En el ‘rush’ de una campaña cabe preguntarse si hubiesen sido dos derechistas avasallando un local de la izquierda. Ahora que de vez en vez desempolvamos de los delitos de odio convenientemente ideologizados, ¿la estampa en Móstoles no sería otra? La crispación. Los adoquines arrojadizos. Las navajas ensangrentadas. Las cacerolas. El cordón sanitario. La alerta antifascista. El rencor cainita. La Guerra Civil. El aguilucho. Las camisas azul mahón y las caras al sol de cuatro falangistas en la tumba de José Antonio. El himno nacional en Pachá. La foto de Colón. Franco en helicóptero. Una foto de Ynestrillas. El miedo fingido en los ojos. La amenaza a la democracia. Los cayetanos. La persecución de gais. Expulsar a los menas. Los escraches en la puerta de tu casa. Villacís embarazada. Soraya amenazada. Cayetana escupida. Rosa Díez agredida. La lona del hermano de Ayuso. Los pies de Aznar en la mesa en las Azores. La Complutense pintarrajeada. El Rey ahorcado en sus pasillos. La capilla asaltada. Arderéis como en el 36. La guillotina en twitter. La cocinita de Vallecas. El dóberman. El troley de Alaya en pleno acoso. Los azotes a Mariló hasta sangrar. Los misóginos del Ahuja. Otegi,
hombre de paz. Abascal a caballo. La transfobia. El coño insumiso. La cal viva en los escaños. Los borbones y los tiburones. Las gafas rotas de Rajoy. Las lágrimas de Irene Montero... Lo que el saco admita. El odio, como factor de oportunismo táctico, como recurso visceral que la izquierda maneja a capricho para crear estados virtuales de miedo sin fundamento real.

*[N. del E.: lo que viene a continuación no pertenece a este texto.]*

PR #72, opened 2021-04-12
`RecommendedCutoffMixin`: set only one stringency with `set_cutoffs`

### LINKED ISSUE #68: `RecommendedCutoffMixin`: change`set_cutoffs` API to only set one stringency
Currently the behaviour of  the `set_cutoffs` and `get_cutoffs` methods of the `RecommendedCutoffMixin` class is different. The first sets the cutoffs for all stringencies along with a default stringency, and the second only retrieves the cutoffs for a specified stringency. This can be somewhat confusing for the user, and means that the user cannot easily set the cutoffs for a single stringency.

It would be more intuitive to change the `set_cutoffs` method to only set the cutoffs for a single stringency. This way changing a single stringency is straightforward, and the user can simply call the method in a loop to set multiple stringencies. In addition, we can add the `set_default_stringency` method so the user can still specify a default.

mbercx:
Fixes #68 

Currently the behaviour of the `set_cutoffs` and `get_cutoffs` methods of the
`RecommendedCutoffMixin` class is different. The first sets the cutoffs for all
stringencies along with a default stringency, the second only retrieves the
cutoffs for a specified stringency. This can be somewhat confusing for the
user, and means that the user cannot easily set the cutoffs for a single
stringency.

Here we change the `set_cutoffs` method so it only sets the recommended
cutoffs for a single stringency, which has to be specified as an input
argument. The stringency is automatically set to be the default in case
it is the only stringency specified, and a `set_default_stringency`
method is added to the user can still change the default stringency at
any time after setting multiple stringencies.

We also allow the user to specify units for each stringency, extending
the value corresponding to the `_key_cutoffs_unit` in the extras to a
dictionary that specifies the units for each stringency, similar to the
cutoffs.

### DIFF
--- a/aiida_pseudo/groups/mixins/cutoffs.py
+++ b/aiida_pseudo/groups/mixins/cutoffs.py
@@ -30,37 +30,38 @@ class RecommendedCutoffMixin:
         """Validate a cutoff dictionary for a given set of elements.
 
         :param elements: set of elements for which to validate the cutoffs dictionary.
-        :param cutoffs: dictionary with recommended cutoffs. Format: multiple sets of recommended cutoffs can be
-            specified where the key represents the stringency, e.g. ``low`` or ``normal``. For each stringency, a
-            dictionary should be defined that for each element symbols for which the family contains a pseudopotential,
-            two values are specified, ``cutoff_wfc`` and ``cutoff_rho``, containing a float value with the recommended
-            cutoff to be used for the wave functions and charge density, respectively.
+        :param cutoffs: dictionary with recommended cutoffs. Format: set of recommended cutoffs written as a
+            dictionary that maps each element for which the family contains a pseudopotential to a dictionary that
+            specifies the ``cutoff_wfc`` and ``cutoff_rho`` keys, corresponding a float value with the recommended
+            cutoff to be used for the wave functions and charge density, respectively. For example:
+
+                {
+                    "Ag": {
+                        "cutoff_wfc": 50.0,
+                        "cutoff_rho": 200.0
+                    },
+                    ...
+                }
         :raises ValueError: if the set of elements and those defined in the cutoffs do not match exactly, or if the
             cutoffs dictionary has an invalid format.
         """
         elements_family = set(elements)
 
-        for stringency, cutoffs_sub in cutoffs.items():
+        elements_cutoffs = set(cutoffs.keys())
+        elements_diff = elements_family ^ elements_cutoffs
 
-            elements_cutoffs = set(cutoffs_sub.keys())
-            elements_diff = elements_family ^ elements_cutoffs
+        if elements_family < elements_cutoffs:
+            raise ValueError(f'cutoffs defined for unsupported elements: {elements_diff}')
 
-            if elements_family < elements_cutoffs:
-                raise ValueError(f'cutoffs defined for unsupported elements: {elements_diff}')
+        if elements_family > elements_cutoffs:
+            raise ValueError(f'cutoffs not defined for all family elements: {elements_diff}')
 
-            if elements_family > elements_cutoffs:
-                raise ValueError(f'cutoffs not defined for all family elements: {elements_diff}')
+        for element, values in cutoffs.items():
+            if set(values.keys()) != {'cutoff_wfc', 'cutoff_rho'}:
+                raise ValueError(f'invalid cutoff keys for element {element}: {values}')
 
-            for element, values in cutoffs_sub.items():
-                if set(values.keys()) != {'cutoff_wfc', 'cutoff_rho'}:
-                    raise ValueError(
-                        f'invalid cutoff keys for stringency `{stringency}` and element {element}: {values}'
-                    )
-
-                if any(not isinstance(cutoff, (int, float)) for cutoff in values.values()):
-                    raise ValueError(
-                        f'invalid cutoff values for stringency `{stringency}` and element {element}: {values}'
-                    )
+            if any(not isinstance(cutoff, (int, float)) for cutoff in values.values()):
+                raise ValueError(f'invalid cutoff values for element {element}: {values}')
 
     @staticmethod
     def validate_cutoffs_unit(unit: str) -> None:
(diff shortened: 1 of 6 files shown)


mbercx:
@sphuber test should be passing, but could still do with a good scrubbin'. Will do so once we are agreed on the design!

aiida_pseudo/groups/mixins/cutoffs.py
```diff
@@ -90,60 +91,92 @@ def validate_stringency(self, stringency: str) -> None:
...
-    def _get_cutoffs(self) -> dict:
-        """Return the cutoffs dictionary.
+    def _get_cutoffs_dict(self) -> dict:
+        """Return the cutoffs dictionary that maps the stringencies to the recommended cutoffs.
 
         :return: the cutoffs extra or an empty dictionary if it has not yet been set.
         """
         return self.get_extra(self._key_cutoffs, {})
 
+    def _get_cutoffs_unit_dict(self) -> str:
```
sphuber, line 101:
```suggestion
    def _get_cutoffs_unit_dict(self) -> dict:
```

aiida_pseudo/groups/mixins/cutoffs.py
```diff
@@ -90,60 +91,92 @@ def validate_stringency(self, stringency: str) -> None:
...
+        :return: the cutoffs units extra or an empty dictionary if it has not yet been set.
+        """
+        return self.get_extra(self._key_cutoffs_unit, {})
+
     def get_default_stringency(self) -> Union[str, None]:
         """Return the default stringency if defined.
 
         :return: the default stringency or ``None`` if no cutoffs have been defined for this family.
-        :raises ValueError: if not default stringency has been defined.
+        :raises ValueError: if default stringency has not been defined.
```
sphuber, line 112: I noticed that the current docstring and return type of `get_default_stringency` is incorrect. It says it returns `None` if not defined but it actually raises. Maybe raising is actually the best behavior? If we have it return `None`, we should maybe change the implementation of `get_cutoffs_unit` which now assumes it gets a value back

aiida_pseudo/groups/mixins/cutoffs.py
```diff
@@ -90,60 +91,92 @@ def validate_stringency(self, stringency: str) -> None:
...
         """
         try:
             return self.get_extra(self._key_default_stringency)
         except AttributeError as exception:
             raise ValueError('no default stringency has been defined.') from exception
 
+    def set_default_stringency(self, default_stringency: str) -> None:
+        """Set the default stringency for the recommended cutoffs.
+
+        :param default_stringency: the default stringency to be used when ``get_recommended_cutoffs`` is called. If is
```
sphuber, line 122:
```suggestion
        :param default_stringency: the default stringency to be used when ``get_recommended_cutoffs`` is called. It is
```

aiida_pseudo/groups/mixins/cutoffs.py
```diff
@@ -90,60 +91,92 @@ def validate_stringency(self, stringency: str) -> None:
...
+            possible to not specify this if and only if the cutoffs only contain a single stringency set. That one will
+            then automatically be set as default.
```
sphuber, line 124: I think these last two sentences of the docstring actually apply to `set_cutoffs` doesn't it? Here it doesn't make much sense.

aiida_pseudo/groups/mixins/cutoffs.py
```diff
@@ -90,60 +91,92 @@ def validate_stringency(self, stringency: str) -> None:
...
+        :raises ValueError: if the provided default stringency is not in the tuple of available cutoff stringencies for
+            the pseudo family.
+        """
+        if default_stringency not in self.get_cutoff_stringencies():
+            raise ValueError('provided default stringency not in tuple of available cutoff stringencies.')
```
sphuber, line 129:
```suggestion
            raise ValueError(f'provided default stringency not in tuple of available cutoff stringencies: {self.get_cutoff_stringencies}.')
```

aiida_pseudo/groups/mixins/cutoffs.py
```diff
@@ -90,60 +91,92 @@ def validate_stringency(self, stringency: str) -> None:
...
 
-    def set_cutoffs(self, cutoffs: dict, default_stringency: str = None, unit: str = None) -> None:
-        """Set the recommended cutoffs for the pseudos in this family.
+    def set_cutoffs(self, cutoffs: dict, stringency: str, unit: str = None) -> None:
+        """Set the recommended cutoffs for the pseudos in this family and a specified stringency.
 
-        .. note:: units of the cutoffs should be in electronvolt.
+        .. note: If there is only one stringency defined for the pseudo family, this method will automatically set this
+            as the default. Use the ``set_default_stringency`` method to change the default when setting multiple
+            stringencies.
```
sphuber, line 145:
```suggestion
        .. note: If, after the cutoffs have been set, there is only one stringency defined for the pseudo family, this method will automatically set this
            as the default. Use the ``set_default_stringency`` method to change the default when setting multiple
            stringencies.
```

aiida_pseudo/groups/mixins/cutoffs.py
```diff
@@ -155,7 +188,19 @@ def get_cutoffs(self, stringency=None) -> Union[dict, None]:
         stringency = stringency or self.get_default_stringency()
 
         try:
-            return self._get_cutoffs()[stringency]
+            return self._get_cutoffs_dict()[stringency]
```
sphuber, line 191: Should probably add to the docstring:
```
:raises ValueError: if no stringency is specified and no default stringency is defined for the family.
```

aiida_pseudo/groups/mixins/cutoffs.py
```diff
@@ -155,7 +188,19 @@ def get_cutoffs(self, stringency=None) -> Union[dict, None]:
...
+        except KeyError as exception:
+            raise ValueError(f'stringency `{stringency}` is not defined for this family.') from exception
+
+    def get_cutoffs_unit(self, stringency: str = None) -> str:
+        """Return the cutoffs unit.
```
sphuber, line 196:
```suggestion
        """Return the cutoffs unit for the specified or family default stringency.
```

aiida_pseudo/groups/mixins/cutoffs.py
```diff
@@ -155,7 +188,19 @@ def get_cutoffs(self, stringency=None) -> Union[dict, None]:
...
+
```
sphuber, line 197:
```suggestion
:param stringency: optional stringency for which to retrieve the unit. If not specified, the default stringency of the family is uses.
```

tests/cli/test_family.py
```diff
@@ -13,32 +13,49 @@
 
 
 @pytest.fixture
-def generate_cutoffs(tmp_path):
+def generate_cutoffs_dict(tmp_path):
```
sphuber, line 16:
```suggestion
def generate_cutoffs_dict():
```

tests/cli/test_family.py
```diff
@@ -13,32 +13,49 @@
...
-                cutoffs[stringency][element] = {'cutoff_wfc': 1.0, 'cutoff_rho': 2.0}
+                cutoffs_dict[stringency][element] = {'cutoff_wfc': 1.0, 'cutoff_rho': 2.0}
+
+        return cutoffs_dict
+
+    return _generate_cutoffs_dict
+
+
+@pytest.fixture
+def generate_cutoffs(tmp_path):
```
sphuber, line 34:
```suggestion
def generate_cutoffs():
```

tests/cli/test_family.py
sphuber: You can also have this fixture reuse the `generate_cutoffs` fixture perhaps to generate the inner structure?

tests/cli/test_family.py
```diff
@@ -57,28 +74,28 @@ def test_family_cutoffs_set(run_cli_command, get_pseudo_family, generate_cutoffs
...
     family = get_pseudo_family(cls=CutoffsFamily)
     stringency = 'normal'
-    cutoffs = generate_cutoffs(family, stringencies=(stringency,))
+    cutoffs = generate_cutoffs(family)
 
     # Currently, the CLI checks that the unit set matches the one already set on the family, because only a single
     # unit can be used at a time. This limitation will soon be removed though, at which point, this family should have
     # eV as a unit, such that the test of the CLI call to set it to hartree actually tests that the unit is changed.
-    family.set_cutoffs(cutoffs, unit='hartree', default_stringency=stringency)
+    family.set_cutoffs(cutoffs, stringency, 'hartree')
```
sphuber, line 95:
```suggestion
    family.set_cutoffs(cutoffs, stringency, 'eV')
```
use an explicitly different unit than the one we set later for the actual test. This is now possible because we allow multiple units to be specified. You can therefore also remove the three comments above this, or replace them with an explanation why we set `eV` explicitly (this is just in case in the future for some reason the default unit is changed to `hartree`)

sphuber (changes requested):
Thanks @mbercx some minor adjustments but I think the design of the interface is good like this. Maybe just add some tests surrounding the fact that we now have multiple units and add a test on what should happen if you call it and no default stringency is set.

aiida_pseudo/groups/mixins/cutoffs.py
mbercx: I guess it depends on what error we want the user to see when they try to use `get` methods and have no stringencies defined. Once _any_ stringency is defined with the `set_cutoffs` method, it will automatically be set to the default. I think raising with an error message like `'no recommended cutoffs have been specified for this pseudo family'` might be better than `'no default stringency has been defined.'` when no stringencies have been defined _at all_.

However, now that I think of it, we should probably also add a `remove_cutoffs` method, since now there is no API for doing so. If this method is implemented, it's possible that the user:

1. Uses `set_cutoffs` to set the `'normal'` stringency, which becomes the default.
2. Uses `set_cutoffs` to set to `'high'` stringency.
3. Removes the `'normal'` stringency.

What do we do in this instance? Since there is only one stringency left, it makes sense to make that the default, but what if there are 3 stringencies at some point, and the default is removed? Do we let the user simply not remove the default stringency (raise), or allow stringencies/cutoffs to be defined without having a default set?

aiida_pseudo/groups/mixins/cutoffs.py
mbercx: Oops! Copy 🍝 ! 😬

aiida_pseudo/groups/mixins/cutoffs.py
sphuber: Good points. Seems like that really we should just accept that it is very much possible to not have a default stringency defined, which means that we should simply have it raise when it is asked for. I think that `'no default stringency has been defined'` in this case is then better than `'no recommended cutoffs have been specified for this pseudo family' ` because not only does the latter tie an implementation detail into error message, but once we add the `delete_cutoffs` method, that won't necessarily be true anymore.

TLDR: my vote
* let `get_default_stringency` raise if not defined
* `set_cutoffs` automatically sets default if only one stringency is defined
* implement `delete_cutoffs` that will also remove the default stringency if that corresponds (only sets new default if only stringency remains)

tests/cli/test_family.py
mbercx: Ah, I missed that comment while swashbuckling through the tests somehow. My bad!

aiida_pseudo/groups/mixins/cutoffs.py
```diff
@@ -90,72 +89,143 @@ def validate_stringency(self, stringency: str) -> None:
...
+        :raises ValueError: if the requested stringency is not defined for this family.
+        """
+        stringency = stringency or self.get_default_stringency()
+
+        try:
+            return self._get_cutoffs_dict()[stringency]
+        except KeyError as exception:
+            raise ValueError(f'stringency `{stringency}` is not defined for this family.') from exception
+
+    def delete_cutoffs(self, stringency) -> None:
```
sphuber, line 195: oliver

And maybe we do the same as in `set_cutoffs`, if after the operation is completed there is only one stringency left, that becomes the new default. If you agree, would be good to have a test for this and add in the docstring like for `set_cutoffs`

mbercx: I agree it makes sense, and don't immediately see any issue with this. I wonder if we should print a message when the user removes the `default_stringency` with the `remove_cutoffs` method. Something along the lines of:

* Only one stringency remaining: `The default stringency has been set to: '<LEFTOVER STRINGENCY>'`
* Multiple stringencies remaining: `Default stringency removed but multiple options left. Please set the new default stringency with the ``set_default_stringency()`` method.`

And I will make sure that Oliver's hunger for tests is amply satisfied. 😁

sphuber: Would be fine with me, but what are you suggesting to use for printing the message? I think the only options we have are logging or a `warnings.warn` and probably the latter since we haven't really used or setup logging yet. Printing directly I don't like in normal API code tbh.

mbercx:
That should turn Oliver's frown upside down! I also implemented the logic discussed and added some warnings in case the default stringency is removed, or a new default stringency needs to still be set.

sphuber (approved):
"Do you know what I consider the greatest sin in the world, my dear? Ingratitude." But I, for one, am very grateful for this PR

España es más mansa de lo que parece, pero es muy bien mandada. Y entonces nos enardecemos. Eso que ahora llaman polarización. La cosa es que sólo surte efecto cuando la izquierda se viste de víctima con su propia ley del embudo. Si hubiese sido un exaltado, pongamos de la derecha, al grito de ‘os vamos a matar’, la fiscalía de turno ya habría pronunciado sus palabras mágicas, diligencias de investigación, que son el bálsamo que todo lo cura. Cuando el fiscal investiga por orden política, nos recorre ese gustirrinín de película del FBI, cuando dos tipos de negro apartan al ‘sheriff ‘ local de Tuscaloosa. «Tranquilos, ya nos encargamos nosotros». Se detiene el tiempo y dos días después, bajado el diapasón, se archiva por la dificultad técnica de determinar el alcance del odio. En democracia hay algo peor que el odio: no preguntarse cosas y hacerse trampas al solitario. Cómo estará de aburrida la campaña, que el héroe es Vinicius y una amenaza de muerte es la letra de una chirigota.